É próprio do ser humano procurar seus semelhantes. E é próprio do ser humano se entristecer quando percebe que não há tantos semelhantes assim. Se sentir um ET, procurar contato e não encontrar é bem desgastante emocionalmente. Mas é próprio do ser humano se alegrar ao encontrar alguns que sentem igual e que vivem situações parecidas. Deus nos criou com uma necessidade vital de nos sociabilizarmos, e é essa necessidade que nos faz procurar uns pelos outros. Chamo a interação com os que são mais iguais do que diferentes de compartilhamento, e a interação com os que são mais diferentes do que iguais de troca. Tanto o compartilhar quanto o trocar são essenciais para a vivência humana. Mas pelo fato de o contato com o diferente ainda ser o mais desafiador, apesar de ser o mais enriquecedor a meu ver, é que procuramos com mais frequência os que nos são semelhantes. E o compartilhamento das mazelas me parece ser mais almejado que o compartilhamento das bênçãos. Acho que a essência humana explica. Nossa natureza fragilizada, necessitada e carente de atenção, nos empurra muito mais no sentido de procurar a princípio quem entenda nossas fraquezas, do que no sentido de procurar quem compartilhe de nossas bem-aventuranças em primeiro lugar.
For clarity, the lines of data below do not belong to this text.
PR #207, opened 2022-12-14
Introduce OptionsModel backend, Wire up Storage Amount settings to backend

jarolrod:
This re-uses https://github.com/bitcoin-core/gui-qml/pull/184, with changes, to introduce an OptionsModel backend, while also wiring the Storage Amount settings; as the first settings to be wired to the options backend.

Both the "easy configuration" and "advanced configuration" methods for configuring the storage amount are wired to the backend. While on the fifth view of the onboarding wizard, the view with the header "Storage", if you click on the "Reduce Storage" button, your `Settings.json` file will show:

```
{
    "prune": 1907
}
```

and if you click on the "Store all data" button, your `Settings.json` file will show:

```
{
    "prune": 0
}
```

Within "Detailed Settings", you can examine that the prune target specified within the `Settings.json` file will only be non-zero if a non-zero value is set in storage limit and if the "Store recent blocks only" switch is enabled, as it should be.

The values you configure while onboarding will then be visible within the NodeSettings view when you click on "Storage".

**Note:** This doesn't complete the entire feature set around the setting, enabling, or disabling of this feature. There is still work to be done, this is the initial introduction and wiring.

The screenshots below highlight the functionality of this PR.
| configuring while onboarding | correct values available within the node settings window |
| ---------------------------- | -------------------------------------------------------- |
| Screen Shot 2022-12-14 at 4 32 48 AM |  Screen Shot 2022-12-14 at 4 32 57 AM |

[Windows](https://api.cirrus-ci.com/v1/artifact/github/bitcoin-core/gui-qml/win64/insecure_win_gui.zip?branch=pull/207)
[Intel macOS](https://api.cirrus-ci.com/v1/artifact/github/bitcoin-core/gui-qml/macos/insecure_mac_gui.zip?branch=pull/207)
[Apple Silicon macOS](https://api.cirrus-ci.com/v1/artifact/github/bitcoin-core/gui-qml/macos_arm64/insecure_mac_arm64_gui.zip?branch=pull/207)
[ARM64 Android](https://api.cirrus-ci.com/v1/artifact/github/bitcoin-core/gui-qml/android/insecure_android_apk.zip?branch=pull/207)

### DIFF
--- a/src/qml/bitcoin.cpp
+++ b/src/qml/bitcoin.cpp
@@ -14,6 +14,7 @@
 #include <qml/appmode.h>
 #include <qml/imageprovider.h>
 #include <qml/nodemodel.h>
+#include <qml/options_model.h>
 #include <qml/util.h>
 #include <qt/guiconstants.h>
 #include <qt/guiutil.h>
@@ -184,6 +185,9 @@ int QmlGuiMain(int argc, char* argv[])
     engine.addImageProvider(QStringLiteral("images"), new ImageProvider{network_style.data()});
 
     engine.rootContext()->setContextProperty("nodeModel", &node_model);
+
+    OptionsQmlModel options_model{*node};
+    engine.rootContext()->setContextProperty("optionsModel", &options_model);
 
 #ifdef __ANDROID__
     AppMode app_mode(AppMode::MOBILE);
--- a/src/qml/components/StorageOptions.qml
+++ b/src/qml/components/StorageOptions.qml
@@ -19,11 +19,18 @@ ColumnLayout {
         description: qsTr("Uses about 2GB. For simple wallet use.")
         recommended: true
         checked: true
+        onClicked: {
+            optionsModel.prune = true
+            optionsModel.pruneSizeGB = 2
+        }
     }
     OptionButton {
         Layout.fillWidth: true
         ButtonGroup.group: group
         text: qsTr("Store all data")
         description: qsTr("Uses about 550GB. Support the network.")
+        onClicked: {
+            optionsModel.prune = false
+        }
     }
 }
--- a/src/Makefile.qt.include
+++ b/src/Makefile.qt.include
@@ -37,6 +37,7 @@ QT_FORMS_UI = \
 QT_MOC_CPP = \
   qml/moc_appmode.cpp \
   qml/moc_nodemodel.cpp \
+  qml/moc_options_model.cpp \
   qt/moc_addressbookpage.cpp \
   qt/moc_addresstablemodel.cpp \
   qt/moc_askpassphrasedialog.cpp \
@@ -112,6 +113,7 @@ BITCOIN_QT_H = \
   qml/bitcoin.h \
   qml/imageprovider.h \
   qml/nodemodel.h \
+  qml/options_model.h \
   qml/util.h \
   qt/addressbookpage.h \
   qt/addresstablemodel.h \
@@ -291,6 +293,7 @@ BITCOIN_QML_BASE_CPP = \
   qml/bitcoin.cpp \
   qml/imageprovider.cpp \
   qml/nodemodel.cpp \
+  qml/options_model.cpp \
   qml/util.cpp
 
 QML_RES_FONTS = \
--- a/src/qml/components/StorageSettings.qml
+++ b/src/qml/components/StorageSettings.qml
@@ -11,21 +11,18 @@ ColumnLayout {
     spacing: 20
     Setting {
         Layout.fillWidth: true
-        header: qsTr("Store Recent blocks only")
-        actionItem: OptionSwitch {}
-    }
-    Setting {
-        Layout.fillWidth: true
-        header: qsTr("Storage limit")
-        actionItem: ValueInput {
-            description: qsTr("2 GB")
+        header: qsTr("Store recent blocks only")
+        actionItem: OptionSwitch {
+            checked: optionsModel.prune
+            onToggled: optionsModel.prune = checked
         }
     }
     Setting {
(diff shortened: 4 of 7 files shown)


src/qml/bitcoin.cpp
```diff
@@ -185,6 +186,9 @@ int QmlGuiMain(int argc, char* argv[])
 
     engine.rootContext()->setContextProperty("nodeModel", &node_model);
 
+    OptionsQmlModel options_model{*node};
+    engine.rootContext()->setContextProperty("options", &options_model);
```
johnny9, line 190: Might want a more specfic variable name here since its registered to the root to prevent possible conflicts with other property names.  "optionsModel" maybe.  

Also, I can't get my head around how this is working now. When hebasto did the previous PR setting a rootContext like this wasn't accessible in any of the sub components but this one is working. All I can think of is that it has something to do with how the StackView in main.qml is implemented now.

hebasto:
Rebase?

src/qml/bitcoin.cpp
shaavan: In **debug.log**, I can observe a few **TypeErrors**.

```
% cat debug.log | grep GUI

2022-12-20T13:45:16Z GUI: qrc:/qml/components/StorageSettings.qml:24: TypeError: Cannot read property 'pruneSizeGB' of null
2022-12-20T13:45:16Z GUI: qrc:/qml/components/StorageSettings.qml:16: TypeError: Cannot read property 'prune' of null
```

The reason for this **TypeError** is that the `OptionsQmlModel` is initialized after the engine.
And since objects are destroyed in reverse order of how they are initialized, the `OptionsQmlModel` is getting destroyed before the QML engine.

The same **TypeErrors** existed in #184, as pointed out by @johnny9 [here](https://github.com/bitcoin-core/gui-qml/pull/184#issuecomment-1293891380).

So you have to initialize the `OptionsQmlModel` before the engine to solve this.

shaavan (commented):
There is one bug in the code due to which the **OptionsButton** and **Setting** are not correctly connected.

Steps to reproduce:
1. Start GUI.
2. Select the "no prune" option.
3. Complete onboarding.
4. Restart GUI.

Observation:

1. The OptionsButton has reset back to the "prune" option, but the prune option is deselected in the detailed setting.

**Recording:**


https://user-images.githubusercontent.com/85434418/208688168-14c74272-b542-489c-b6e5-bf3d7fc2c59a.mp4

jarolrod:
@shaavan technically that can be addressed, but the issue here really is that we just haven't introduced detection of whether or not it's the first time that the user is running the gui. If there is a settings.json in the data directory we're looking in we wouldn't be showing the onboarding process.

jarolrod:
updated from 12cbdc9 to d72ac4c

- changes: rebased over changes on master

src/qml/bitcoin.cpp
jarolrod: will address both of these soon

hebasto:
I've re-run CI.

src/qml/bitcoin.cpp
johnny9, line 190:
```suggestion
    engine.rootContext()->setContextProperty("optionsModel", &options_model);
```

src/qml/components/StorageOptions.qml
```diff
@@ -19,11 +19,18 @@ ColumnLayout {
         description: qsTr("Uses about 2GB. For simple wallet use.")
         recommended: true
         checked: true
+        onClicked: {
+            options.prune = true
```
johnny9, line 23:
```suggestion
            optionsModel.prune = true
```

src/qml/components/StorageOptions.qml
```diff
@@ -19,11 +19,18 @@ ColumnLayout {
...
+            options.pruneSizeGB = 2
```
johnny9, line 24:
```suggestion
            optionsModel.pruneSizeGB = 2
```

jarolrod:
updated from d72ac4c to cc96bd1, [compare](https://github.com/bitcoin-core/gui-qml/compare/d72ac4c5295795301c924c4a3cad54f634531ec2..cc96bd1695c9fc4058a5ecc91728030f804bb8cd)

Changes:
- addressed feedback on [naming](https://github.com/bitcoin-core/gui-qml/pull/207#discussion_r1070390019)
- Added logic to set default prune values when the SettingsStorage page finishes loading. This is needed because if the user does not click on the prune button then the prune value will not actually get set in settings.json, even though the prune box is checked.

hebasto:
Please rebase :)

jarolrod:
Updated from cc96bd1 to 63162b0

Changes: rebased over main

A note on implications of setting the default prune values when the page is loaded and in relation to https://github.com/bitcoin-core/gui-qml/issues/219:

If we have an approach where we are only loading one page at a time, that means if a user goes back or forwards, the page gets loaded again. This means that if the user had configured a prune target of 8gb as a custom setting, continued on to the next page then decided to go back and change the prune target, the prune target would be reset to 2gb. This can be mitigated with detection of settings already set, which is needed anyways.

Alternatively, the logic here can be changed into a form, where when the user finally finishes onboarding, then the settings get written. This is probably preferable anyways, for several cases such as quiting the application during onboarding; if we write settings, we wouldn't show onboarding again, but if we only write settings when onboarding is finished, the onboarding wizard will show on subsequent gui startups until the user completes onboarding.

johnny9 (approved):
ACK 63162b0f6a1a168f158804d17ad80907caa1f44e

Built and tested. Changes look good.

Mas eu sinto que quando a derrota do outro é semelhante a nossa, a alegria pela vitória deste é como se fosse a alegria pela nossa própria vitória. É a empatia da desventura seguida da empatia da bonança.
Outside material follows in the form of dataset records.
PR #214, opened 2023-01-02
Add focus outlines to controls used during onboarding

johnny9:
Changes to the controls within the Onboarding flows to show which control is in active focus. This will be the main indicator when navigating with a keyboard/tabbing.

[Windows](https://api.cirrus-ci.com/v1/artifact/github/bitcoin-core/gui-qml/win64/insecure_win_gui.zip?branch=pull/214)
[Intel macOS](https://api.cirrus-ci.com/v1/artifact/github/bitcoin-core/gui-qml/macos/insecure_mac_gui.zip?branch=pull/214)
[Apple Silicon macOS](https://api.cirrus-ci.com/v1/artifact/github/bitcoin-core/gui-qml/macos_arm64/insecure_mac_arm64_gui.zip?branch=pull/214)
[ARM64 Android](https://api.cirrus-ci.com/v1/artifact/github/bitcoin-core/gui-qml/android/insecure_android_apk.zip?branch=pull/214)

### DIFF
--- a/src/qml/controls/ExternalLink.qml
+++ b/src/qml/controls/ExternalLink.qml
@@ -85,4 +85,14 @@ AbstractButton {
         }
     }
     onClicked: Qt.openUrlExternally(link)
+
+    background: Rectangle {
+        visible: root.visualFocus
+        anchors.fill: parent
+        anchors.margins: -4
+        border.width: 2
+        border.color: Theme.color.purple
+        radius: 9
+        color: "transparent"
+    }
 }
--- a/src/qml/controls/ContinueButton.qml
+++ b/src/qml/controls/ContinueButton.qml
@@ -43,6 +43,16 @@ Button {
         Behavior on color {
             ColorAnimation { duration: 150 }
         }
+
+        Rectangle {
+            visible: root.visualFocus
+            anchors.fill: parent
+            anchors.margins: -4
+            border.width: 2
+            border.color: Theme.color.purple
+            radius: 9
+            color: "transparent"
+        }
     }
     MouseArea {
         anchors.fill: parent
--- a/src/qml/controls/NavButton.qml
+++ b/src/qml/controls/NavButton.qml
@@ -39,7 +39,18 @@ AbstractButton {
         Behavior on color {
             ColorAnimation { duration: 150 }
         }
+
+        Rectangle {
+            visible: root.visualFocus
+            anchors.fill: parent
+            anchors.margins: -4
+            border.width: 2
+            border.color: Theme.color.purple
+            radius: 9
+            color: "transparent"
+        }
     }
+
     contentItem: RowLayout {
         anchors.fill: parent
         spacing: 0
@@ -77,7 +88,7 @@ AbstractButton {
                    text: root.text
               }
           }
-        }
+       }
     }
     MouseArea {
         anchors.fill: parent
--- a/src/qml/controls/OptionButton.qml
+++ b/src/qml/controls/OptionButton.qml
@@ -23,10 +23,9 @@ Button {
             anchors.fill: parent
             anchors.margins: -4
             border.width: 2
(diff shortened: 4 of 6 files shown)


jarolrod:
concept ACK, going in the right direction here. 

Not a blocker for this PR but: seems we can cycle into components in pages that aren't currently in view, right now this is an issue for proper tab-focus functionality and for accessibility features like a screenreader.

johnny9:
|||||
|---|---|---|---|
|Screenshot from 2023-01-02 21-22-00|Screenshot from 2023-01-02 21-22-14|Screenshot from 2023-01-03 07-54-54|Screenshot from 2023-01-03 07-54-13|

johnny9:
> concept ACK, going in the right direction here.
> 
> Not a blocker for this PR but: seems we can cycle into components in pages that aren't currently in view, right now this is an issue for proper tab-focus functionality and for accessibility features like a screenreader.

Yeah, I've been working on the KeyNavigation to prevent the focus from going to outside pages.  It's more complicated than I thought it would be but it seems to be workable. Good motivation to get some simple qml testing going too since its something that could be broken fairly easily with changes to the controls.

src/qml/controls/ExternalLink.qml
```diff
@@ -46,4 +46,17 @@ Control {
...
         }
     }
+
+    background: Rectangle {
+        visible: root.visualFocus
+        anchors.fill: parent
+        anchors.leftMargin: -15
+        anchors.rightMargin: -4
+        anchors.topMargin: -4
+        anchors.bottomMargin: -5
```
jarolrod, line 56: Why have different values like here? The border should be nicely defined and uniform, it is the elements themselves that differ in how much space they take up, and we need to address those issues in follow-ups. 

I would keep the definitions in all of these to just specify `anchors.margins: -4` and address the issues in the elements themselves, instead of changing how the border works to accommodate the size issues.

It might be possible to extrapolate this out into our theme file, but we can leave that for much later.

jarolrod (changes requested):

src/qml/controls/ExternalLink.qml
johnny9: Ok, I like that approach. I'll try it out and see if it can be adjusted properly with margins/padding values on the elements.

jarolrod: I'm going to ACK this

this pr doesn't have to address the issues with the elements, only to keep the declaration of the margins of the border to only `anchors.margins: -4` for now, alternatively we can merge like this and address the issues in a follow-up and clean up the definition of the border.

hebasto:
Tested on Ubuntu 22.04. Having multiple warnings:
```
qrc:/qml/controls/ValueInput.qml:22:9: Unable to assign [undefined] to bool
```

hebasto:
@johnny9 

Mind rebasing?

And https://github.com/bitcoin-core/gui-qml/pull/214#issuecomment-1385082098 remains unaddressed...

johnny9:
Update from[ 6f00bc3 ](https://github.com/bitcoin-core/gui-qml/commit/6f00bc31f8d8c7fbbb7df131769a991161a11d89)to[ 85317d3](https://github.com/bitcoin-core/gui-qml/commit/85317d38f1e92d79a878dfba402f2b41c95eae91):
  - Rebase with main
  - Address Jarol's comment by using `margins: -4` for all components
  - Make ValueInput a Control so it can receive tab focus and fix the error seen by hebasto

jarolrod (commented):
The tab focus for Setting should be the setting row itself, we'd have to move out the separator rectangle from the setting control into the ColumnLayout containing the settings though

Screen Shot 2023-02-04 at 10 47 01 PM

jarolrod:
Replaced by https://github.com/bitcoin-core/gui-qml/pull/263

Quando a graça é derramada na vida do outro, a esperança de que a nossa desgraça se desfaça também se torna mais tangível. Muitas vezes temos vergonha de compartilhar algumas dores por acharmos que ninguém vai entender. E realmente os que são mais diferentes do que iguais não vão entender direito nossos males. Mas quando alguém que é mais igual do que diferente dá o primeiro passo e expõe suas dores, é comum os demais perderem o constrangimento e começarem a expor suas dores também. Compartilhar da dor de alguém nos deixa alegres quando a cura ou a melhora se fazem na vida dessa pessoa. Só tenho a agradecer a Deus, pois poder compartilhar de derrotas e vitórias alheias tem me ajudado a sentir de maneira mais forte que há a possibilidade de vencer e que é vital o exercício da solidariedade. Pra mim é como aquela história de ter que colocar a minha dor no bolso pra dar atenção a dor do outro.  Várias vezes eu notei que as pessoas só precisam de um pouco de atenção, de alguém que leia sua história ou que ouça, de alguém que se interesse pelo seu sofrimento e que peça notícias de vez em quando. O ser humano de modo geral é carente mas é egoísta, e talvez a carência e o egoísmo estejam de mãos dadas. Cada um só quer falar de si mas poucos dispensam um tempo maior a ouvir os outros. Isso vai adoecendo todo mundo junto. Eu me incluo no grupo dos que precisam ser ouvidos (mesmo não assumindo) e só tenho cada vez mais certeza de que um dos piores males do ser humano é esse: não ser ouvido. Deus sabe tanto disso que inventou a oração. E definitivamente, eu jamais conseguiria ser sem vergonha o suficiente para aceitar ou dar atenção se não fosse esse Deus Maravilhoso na minha vida. Que Ele me ajude a dar mais e precisar de menos.

Música: Lord of Lords (Hillsong/Brooke Fraser).